How to complete this task:
Set every line of the listing down again, keeping it identical.

──────────

PR #2326, opened 2018-02-06
autocomplete: bug on longest common substring

eturck:
Hello.

A small thing I came across while playing with places.
When I was inputing "Jean Jaurès Toulouse", which is the exact name of one of our main stop_area I had a bad longest common substring (I looked at scores in the pbf).
This was caused by two things:
- When building the stop_area autocomplete an extra space was added. I had a better lcs when inputing "Jean Jaurès  Toulouse" (2 spaces) because of this,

──────────

Response to the exercise:
PR #2326, opened 2018-02-06
autocomplete: bug on longest common substring

eturck:
Hello.

A small thing I came across while playing with places.
When I was inputing "Jean Jaurès Toulouse", which is the exact name of one of our main stop_area I had a bad longest common substring (I looked at scores in the pbf).
This was caused by two things:
- When building the stop_area autocomplete an extra space was added. I had a better lcs when inputing "Jean Jaurès  Toulouse" (2 spaces) because of this,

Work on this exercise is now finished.